▶ _Directions_: From the listing below, retype exactly the line holding "- The ledger", the line holding "alone: 21 green.", and the lines between them; skip everything else.

───── Data ─────

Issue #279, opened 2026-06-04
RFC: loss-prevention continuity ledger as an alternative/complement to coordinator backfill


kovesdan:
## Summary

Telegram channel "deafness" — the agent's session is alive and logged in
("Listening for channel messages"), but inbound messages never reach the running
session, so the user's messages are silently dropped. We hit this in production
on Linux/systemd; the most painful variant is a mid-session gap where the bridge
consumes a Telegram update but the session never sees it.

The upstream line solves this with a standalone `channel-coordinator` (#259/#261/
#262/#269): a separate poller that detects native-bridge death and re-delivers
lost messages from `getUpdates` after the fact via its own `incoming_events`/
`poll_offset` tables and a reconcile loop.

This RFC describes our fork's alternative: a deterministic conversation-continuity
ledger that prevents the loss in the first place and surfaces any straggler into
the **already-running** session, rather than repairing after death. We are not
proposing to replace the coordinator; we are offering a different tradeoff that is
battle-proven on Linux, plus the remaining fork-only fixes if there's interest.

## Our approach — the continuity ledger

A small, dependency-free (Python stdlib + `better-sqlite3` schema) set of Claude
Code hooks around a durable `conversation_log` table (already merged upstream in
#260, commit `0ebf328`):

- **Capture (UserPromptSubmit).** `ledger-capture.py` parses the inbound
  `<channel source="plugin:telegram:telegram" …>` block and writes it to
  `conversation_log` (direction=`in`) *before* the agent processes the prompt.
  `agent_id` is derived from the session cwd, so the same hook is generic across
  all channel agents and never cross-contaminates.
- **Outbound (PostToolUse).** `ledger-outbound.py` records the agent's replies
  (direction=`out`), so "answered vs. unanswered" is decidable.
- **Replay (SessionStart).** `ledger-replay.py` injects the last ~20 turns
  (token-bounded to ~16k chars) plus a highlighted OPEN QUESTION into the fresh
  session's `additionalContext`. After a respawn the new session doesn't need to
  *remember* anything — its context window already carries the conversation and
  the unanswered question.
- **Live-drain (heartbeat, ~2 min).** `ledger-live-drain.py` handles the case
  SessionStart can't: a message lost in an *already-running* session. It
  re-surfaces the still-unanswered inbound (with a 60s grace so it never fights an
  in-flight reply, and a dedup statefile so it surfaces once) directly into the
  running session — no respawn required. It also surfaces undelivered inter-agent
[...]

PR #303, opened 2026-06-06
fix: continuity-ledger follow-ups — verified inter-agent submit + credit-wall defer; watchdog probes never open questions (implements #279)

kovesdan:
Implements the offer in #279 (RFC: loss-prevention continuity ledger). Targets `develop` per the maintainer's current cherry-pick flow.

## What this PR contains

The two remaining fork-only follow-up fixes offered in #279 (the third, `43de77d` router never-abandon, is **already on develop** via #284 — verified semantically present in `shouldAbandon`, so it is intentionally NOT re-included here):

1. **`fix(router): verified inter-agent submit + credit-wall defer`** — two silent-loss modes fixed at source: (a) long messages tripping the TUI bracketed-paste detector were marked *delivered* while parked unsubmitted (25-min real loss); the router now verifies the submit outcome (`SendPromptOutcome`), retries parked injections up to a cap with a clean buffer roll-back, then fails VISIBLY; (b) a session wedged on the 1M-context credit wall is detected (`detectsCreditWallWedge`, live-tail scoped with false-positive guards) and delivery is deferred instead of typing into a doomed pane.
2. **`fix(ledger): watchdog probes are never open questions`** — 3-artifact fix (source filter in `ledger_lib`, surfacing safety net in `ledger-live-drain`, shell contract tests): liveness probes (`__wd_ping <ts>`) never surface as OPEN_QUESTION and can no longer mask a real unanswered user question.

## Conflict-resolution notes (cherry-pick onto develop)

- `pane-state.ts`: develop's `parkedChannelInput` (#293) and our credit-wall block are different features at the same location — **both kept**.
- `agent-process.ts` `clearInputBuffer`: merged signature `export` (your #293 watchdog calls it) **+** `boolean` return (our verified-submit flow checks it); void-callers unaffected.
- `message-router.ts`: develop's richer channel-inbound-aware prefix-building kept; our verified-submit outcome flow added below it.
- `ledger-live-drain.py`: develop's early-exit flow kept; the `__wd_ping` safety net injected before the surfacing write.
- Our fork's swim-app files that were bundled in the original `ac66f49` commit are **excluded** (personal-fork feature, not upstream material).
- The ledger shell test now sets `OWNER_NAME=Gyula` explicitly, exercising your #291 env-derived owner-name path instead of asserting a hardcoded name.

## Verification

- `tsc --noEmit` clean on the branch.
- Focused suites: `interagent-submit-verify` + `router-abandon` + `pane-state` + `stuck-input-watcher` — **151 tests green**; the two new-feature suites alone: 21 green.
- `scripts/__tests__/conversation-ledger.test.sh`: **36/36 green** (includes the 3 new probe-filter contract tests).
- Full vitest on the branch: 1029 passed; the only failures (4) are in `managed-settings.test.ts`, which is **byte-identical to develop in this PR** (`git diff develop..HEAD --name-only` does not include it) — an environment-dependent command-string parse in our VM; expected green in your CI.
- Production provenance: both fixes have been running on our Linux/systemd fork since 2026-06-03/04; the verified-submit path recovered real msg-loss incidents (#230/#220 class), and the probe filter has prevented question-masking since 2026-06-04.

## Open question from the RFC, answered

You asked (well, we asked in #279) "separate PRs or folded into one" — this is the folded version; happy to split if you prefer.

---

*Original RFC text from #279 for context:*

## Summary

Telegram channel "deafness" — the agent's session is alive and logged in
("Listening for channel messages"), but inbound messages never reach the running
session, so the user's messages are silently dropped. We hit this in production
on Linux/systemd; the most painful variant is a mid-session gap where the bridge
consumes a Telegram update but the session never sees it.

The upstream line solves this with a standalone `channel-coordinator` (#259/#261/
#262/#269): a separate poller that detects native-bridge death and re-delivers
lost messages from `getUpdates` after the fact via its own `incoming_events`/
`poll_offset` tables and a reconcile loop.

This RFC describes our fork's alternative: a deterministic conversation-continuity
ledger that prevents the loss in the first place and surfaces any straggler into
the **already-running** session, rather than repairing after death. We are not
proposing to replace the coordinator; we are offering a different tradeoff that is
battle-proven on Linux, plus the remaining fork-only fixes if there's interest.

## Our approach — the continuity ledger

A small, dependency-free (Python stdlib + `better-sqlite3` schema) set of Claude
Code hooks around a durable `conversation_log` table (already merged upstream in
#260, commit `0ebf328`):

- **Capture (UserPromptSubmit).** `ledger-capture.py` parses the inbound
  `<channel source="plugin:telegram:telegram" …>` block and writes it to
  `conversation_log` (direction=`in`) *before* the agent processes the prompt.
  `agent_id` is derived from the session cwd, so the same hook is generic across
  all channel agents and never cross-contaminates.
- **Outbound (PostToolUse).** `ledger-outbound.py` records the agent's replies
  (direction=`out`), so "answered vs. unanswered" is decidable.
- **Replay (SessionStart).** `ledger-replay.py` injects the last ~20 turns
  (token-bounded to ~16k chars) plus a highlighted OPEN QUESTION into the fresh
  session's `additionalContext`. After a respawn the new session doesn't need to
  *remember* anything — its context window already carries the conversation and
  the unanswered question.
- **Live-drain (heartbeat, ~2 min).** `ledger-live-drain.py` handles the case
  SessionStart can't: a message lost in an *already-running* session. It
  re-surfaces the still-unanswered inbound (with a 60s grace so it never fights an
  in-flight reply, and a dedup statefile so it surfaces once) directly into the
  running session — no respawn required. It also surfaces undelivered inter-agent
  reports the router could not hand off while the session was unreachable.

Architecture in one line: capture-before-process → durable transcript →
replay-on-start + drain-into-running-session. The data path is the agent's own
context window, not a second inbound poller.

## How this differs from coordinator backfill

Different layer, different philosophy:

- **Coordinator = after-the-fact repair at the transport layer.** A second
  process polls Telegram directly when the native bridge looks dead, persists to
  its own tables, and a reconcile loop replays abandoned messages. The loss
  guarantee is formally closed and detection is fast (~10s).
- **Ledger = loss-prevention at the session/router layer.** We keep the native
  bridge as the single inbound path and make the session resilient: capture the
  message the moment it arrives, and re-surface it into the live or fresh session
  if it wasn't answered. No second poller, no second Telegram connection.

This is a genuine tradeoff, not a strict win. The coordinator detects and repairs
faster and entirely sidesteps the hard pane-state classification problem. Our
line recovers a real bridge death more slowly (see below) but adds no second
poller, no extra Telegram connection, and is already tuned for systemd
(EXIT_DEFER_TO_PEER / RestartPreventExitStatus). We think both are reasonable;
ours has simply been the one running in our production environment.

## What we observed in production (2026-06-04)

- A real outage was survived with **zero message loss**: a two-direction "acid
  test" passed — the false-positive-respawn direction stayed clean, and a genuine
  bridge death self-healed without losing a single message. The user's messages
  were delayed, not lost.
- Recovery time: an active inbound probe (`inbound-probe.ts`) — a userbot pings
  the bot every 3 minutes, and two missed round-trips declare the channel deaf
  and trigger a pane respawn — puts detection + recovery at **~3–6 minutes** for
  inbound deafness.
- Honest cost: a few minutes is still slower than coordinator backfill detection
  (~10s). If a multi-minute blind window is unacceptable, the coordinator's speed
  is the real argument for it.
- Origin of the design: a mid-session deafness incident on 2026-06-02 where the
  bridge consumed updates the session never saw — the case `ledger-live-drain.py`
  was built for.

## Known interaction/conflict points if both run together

─────

▶ _Response below_:
- The ledger shell test now sets `OWNER_NAME=Gyula` explicitly, exercising your #291 env-derived owner-name path instead of asserting a hardcoded name.

## Verification

- `tsc --noEmit` clean on the branch.
- Focused suites: `interagent-submit-verify` + `router-abandon` + `pane-state` + `stuck-input-watcher` — **151 tests green**; the two new-feature suites alone: 21 green.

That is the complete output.